**Recorded data:**
= = = =
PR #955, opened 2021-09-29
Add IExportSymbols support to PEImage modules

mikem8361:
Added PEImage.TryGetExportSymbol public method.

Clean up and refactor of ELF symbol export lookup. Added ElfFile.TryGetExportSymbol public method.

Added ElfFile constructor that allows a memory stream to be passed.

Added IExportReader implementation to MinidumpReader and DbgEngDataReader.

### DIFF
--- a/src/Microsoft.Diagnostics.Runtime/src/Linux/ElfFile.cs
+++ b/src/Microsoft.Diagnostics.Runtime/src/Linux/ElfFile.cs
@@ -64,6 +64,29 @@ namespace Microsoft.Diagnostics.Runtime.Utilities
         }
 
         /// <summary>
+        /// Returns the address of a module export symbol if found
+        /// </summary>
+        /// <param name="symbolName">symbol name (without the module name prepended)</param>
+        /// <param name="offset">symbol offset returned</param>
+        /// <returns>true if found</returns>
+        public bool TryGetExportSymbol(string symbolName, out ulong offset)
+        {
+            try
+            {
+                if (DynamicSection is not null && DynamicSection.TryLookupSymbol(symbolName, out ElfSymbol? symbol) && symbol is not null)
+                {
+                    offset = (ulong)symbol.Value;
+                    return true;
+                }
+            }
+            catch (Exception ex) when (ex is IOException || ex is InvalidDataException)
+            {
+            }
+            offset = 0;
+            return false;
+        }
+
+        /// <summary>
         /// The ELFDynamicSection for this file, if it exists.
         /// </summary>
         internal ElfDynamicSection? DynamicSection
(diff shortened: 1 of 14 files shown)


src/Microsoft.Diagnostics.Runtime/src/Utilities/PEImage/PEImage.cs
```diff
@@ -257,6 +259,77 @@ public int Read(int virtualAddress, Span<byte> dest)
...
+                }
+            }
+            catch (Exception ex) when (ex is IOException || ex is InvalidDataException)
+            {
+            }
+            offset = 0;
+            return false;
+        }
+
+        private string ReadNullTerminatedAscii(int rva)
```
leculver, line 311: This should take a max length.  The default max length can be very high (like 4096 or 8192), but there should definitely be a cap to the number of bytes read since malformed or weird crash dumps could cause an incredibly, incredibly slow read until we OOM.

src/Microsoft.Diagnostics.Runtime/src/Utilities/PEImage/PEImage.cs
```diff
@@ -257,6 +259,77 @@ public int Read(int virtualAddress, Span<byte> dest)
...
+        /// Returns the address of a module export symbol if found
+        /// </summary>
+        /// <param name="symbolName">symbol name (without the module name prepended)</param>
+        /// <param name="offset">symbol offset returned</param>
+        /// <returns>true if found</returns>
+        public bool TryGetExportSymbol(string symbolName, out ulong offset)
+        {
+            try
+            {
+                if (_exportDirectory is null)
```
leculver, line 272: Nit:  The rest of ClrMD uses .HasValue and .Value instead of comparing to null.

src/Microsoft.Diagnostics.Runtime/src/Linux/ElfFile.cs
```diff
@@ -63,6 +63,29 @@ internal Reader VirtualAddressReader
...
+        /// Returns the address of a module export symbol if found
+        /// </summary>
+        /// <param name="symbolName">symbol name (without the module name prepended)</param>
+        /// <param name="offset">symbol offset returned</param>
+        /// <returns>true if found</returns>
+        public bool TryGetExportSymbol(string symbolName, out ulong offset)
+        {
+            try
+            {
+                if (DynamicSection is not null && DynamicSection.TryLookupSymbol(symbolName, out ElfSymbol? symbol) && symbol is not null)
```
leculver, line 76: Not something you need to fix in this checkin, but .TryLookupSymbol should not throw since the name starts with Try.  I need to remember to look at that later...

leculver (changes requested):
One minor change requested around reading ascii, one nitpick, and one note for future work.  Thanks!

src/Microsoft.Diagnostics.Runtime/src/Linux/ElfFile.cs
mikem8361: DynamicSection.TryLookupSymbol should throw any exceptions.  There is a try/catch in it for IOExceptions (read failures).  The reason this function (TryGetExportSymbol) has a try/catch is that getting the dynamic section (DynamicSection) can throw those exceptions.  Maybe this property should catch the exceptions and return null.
= = = =
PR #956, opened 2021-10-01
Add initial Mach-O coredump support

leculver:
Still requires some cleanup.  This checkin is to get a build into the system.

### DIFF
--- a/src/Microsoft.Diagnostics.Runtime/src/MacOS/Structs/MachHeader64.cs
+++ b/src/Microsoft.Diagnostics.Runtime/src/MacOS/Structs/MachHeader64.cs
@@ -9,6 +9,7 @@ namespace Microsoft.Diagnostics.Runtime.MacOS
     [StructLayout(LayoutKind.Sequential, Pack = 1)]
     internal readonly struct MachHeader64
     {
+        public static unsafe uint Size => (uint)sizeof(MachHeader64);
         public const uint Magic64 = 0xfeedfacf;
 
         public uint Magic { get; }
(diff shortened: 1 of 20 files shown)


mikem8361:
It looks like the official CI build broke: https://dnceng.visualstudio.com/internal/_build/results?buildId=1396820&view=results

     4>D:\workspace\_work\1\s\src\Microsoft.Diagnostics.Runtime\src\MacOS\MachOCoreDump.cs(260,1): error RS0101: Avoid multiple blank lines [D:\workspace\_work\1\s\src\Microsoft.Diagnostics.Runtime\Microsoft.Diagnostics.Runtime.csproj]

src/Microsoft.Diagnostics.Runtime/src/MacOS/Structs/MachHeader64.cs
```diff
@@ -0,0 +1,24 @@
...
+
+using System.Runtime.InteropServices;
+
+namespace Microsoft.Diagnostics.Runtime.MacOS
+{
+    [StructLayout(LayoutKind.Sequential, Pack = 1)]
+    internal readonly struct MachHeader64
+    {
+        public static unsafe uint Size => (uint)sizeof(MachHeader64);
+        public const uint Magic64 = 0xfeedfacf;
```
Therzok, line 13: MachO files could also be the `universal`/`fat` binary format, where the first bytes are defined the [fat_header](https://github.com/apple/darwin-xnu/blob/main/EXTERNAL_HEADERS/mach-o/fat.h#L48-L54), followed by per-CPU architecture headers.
= = = =
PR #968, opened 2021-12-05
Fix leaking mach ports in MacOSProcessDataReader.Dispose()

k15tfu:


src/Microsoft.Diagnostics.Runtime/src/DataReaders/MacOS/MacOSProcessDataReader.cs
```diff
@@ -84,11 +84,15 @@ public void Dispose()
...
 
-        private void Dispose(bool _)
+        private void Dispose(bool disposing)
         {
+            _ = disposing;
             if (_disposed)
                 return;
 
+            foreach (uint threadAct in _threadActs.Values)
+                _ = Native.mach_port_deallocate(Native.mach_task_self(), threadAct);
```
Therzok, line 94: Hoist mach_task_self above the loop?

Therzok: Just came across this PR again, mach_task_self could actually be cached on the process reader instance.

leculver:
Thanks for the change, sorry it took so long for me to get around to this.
= = = =
**Task:** The lines to return are those in the entries above that include "Therzok".

**Exercise result:**
Therzok, line 13: MachO files could also be the `universal`/`fat` binary format, where the first bytes are defined the [fat_header](https://github.com/apple/darwin-xnu/blob/main/EXTERNAL_HEADERS/mach-o/fat.h#L48-L54), followed by per-CPU architecture headers.
Therzok, line 94: Hoist mach_task_self above the loop?
Therzok: Just came across this PR again, mach_task_self could actually be cached on the process reader instance.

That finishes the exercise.